On the other hand, search isn't the only important thing - presumably that is
why Google doesn't seem to focus there. Bing has seemingly given up on some of
the big things, like Maps, and failed to promote others (like Translator) in
ways that really compromise the core offering.

Bing Maps used to have a very legitimate edge over Google; then they stood
still for years and I'm not sure they could ever catch up.
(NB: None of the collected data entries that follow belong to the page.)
PR #685, opened 2016-01-04
Handle Connection.Close from broker at any time, including during connection setup, per RabbitMQ 3.6.0

### LINKED ISSUE #534: SelectConnection passes reason_code=0 to on_close_callback upon failed socket connection
SelectConnection passes `reason_code=0` to `on_close_callback` (that was registered via SelectConnection constructor) upon failed socket connection. This creates a problem for discerning between a user-initiated close vs. a socket connection failure.

`BaseConnection._handle_disconnect` has no method frame to pass to `self._on_connection_closed`, so `on_close_callback` ends up being emitted with `reason_code=0, reason_text='Not specified'`, which doesn't make sense for an error condition like lost socket connection.

### LINKED ISSUE #631: Socket Error handling problematic
We have a complex application that keeps failing due to unhandled socket errors. I have been able to build a simple case to reproduce the issue. I have used the sample select consumer and select publisher from the readthedocs examples. The ExamplePublisher has been modified to read a queue and publish any message that shows up. I have set the heartbeat interval to 10 seconds and then wait 20+ seconds between publishes. This creates a socket closure.  Pika processes the error and cleans up the connection (destroying my timeout scheduled for connection restart).  

Here are the log messages from the critical part:
INFO       2015-07-23 08:25:35,727 pika_publisher                 enable_delivery_confirmations        258 : Issuing Confirm.Select RPC command
DEBUG      2015-07-23 08:25:35,733 pika.channel                   _rpc                                 1036: Adding in on_synchronous_complete callback
DEBUG      2015-07-23 08:25:35,734 pika.callback                  add                                  152 : Incremented callback reference counter: {'callback': <bound method Channel._on_synchronous_complete of <pika.channel.Channel object at 0x7ff72ac6fad0>>, 'only': None, 'one_shot': True, 'arguments': None, 'calls': 5}
DEBUG      2015-07-23 08:25:35,734 pika.channel                   _rpc                                 1041: Adding passed in callback
DEBUG      2015-07-23 08:25:35,735 pika.callback                  add                                  152 : Incremented callback reference counter: {'callback': <bound method Channel._on_selectok of <pika.channel.Channel object at 0x7ff72ac6fad0>>, 'only': None, 'one_shot': True, 'arguments': None, 'calls': 5}
DEBUG      2015-07-23 08:25:35,737 pika.adapters.select_connection poll                                 477 : Calling <bound method SelectConnection._handle_events of <pika.adapters.select_connection.SelectConnection object at 0x7ff72ac6f5d0>>

=== pika sees socket is closed here when trying to send a frame ===
ERROR      2015-07-23 08:25:35,738 pika.adapters.base_connection  _handle_error                        279 : Socket Error on fd 5: 32

WARNING    2015-07-23 08:25:35,739 pika.adapters.base_connection  _check_state_on_disconnect           145 : Socket closed when connection was open
DEBUG      2015-07-23 08:25:35,741 pika.callback                  add                                  161 : Added: {'callback': <bound method SelectConnection._on_connection_start of <pika.adapters.select_connection.SelectConnection object at 0x7ff72ac6f5d0>>, 'only': None, 'one_shot': True, 'arguments': None, 'calls': 1}
WARNING    2015-07-23 08:25:35,742 pika.connection                _on_disconnect                       1284: Disconnected from RabbitMQ at 15.244.209.6:8080 (0): Not specified
DEBUG      2015-07-23 08:25:35,743 pika.callback                  process                              217 : Processing 0:_on_connection_closed
DEBUG      2015-07-23 08:25:35,744 pika.callback                  process                              231 : Calling <bound method ExamplePublisher.on_connection_closed of <ExamplePublisher(test_publisher, started 140699551250176)>> for "0:_on_connection_closed"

To make matters worse, Bing has lost lots of cool, useful features; features
that I could show someone and then expect them to legitimately consider Bing.
For example, searching for a song used to let you immediately read the lyrics
without ads, listen to the song through Zune or buy the song through various
providers. Wolfram Alpha used to be directly integrated into the search
engine; it was extremely powerful and convenient.

I really would have liked to see a Bing that didn't take as many steps back as
it took forward; that Bing could be a real contender.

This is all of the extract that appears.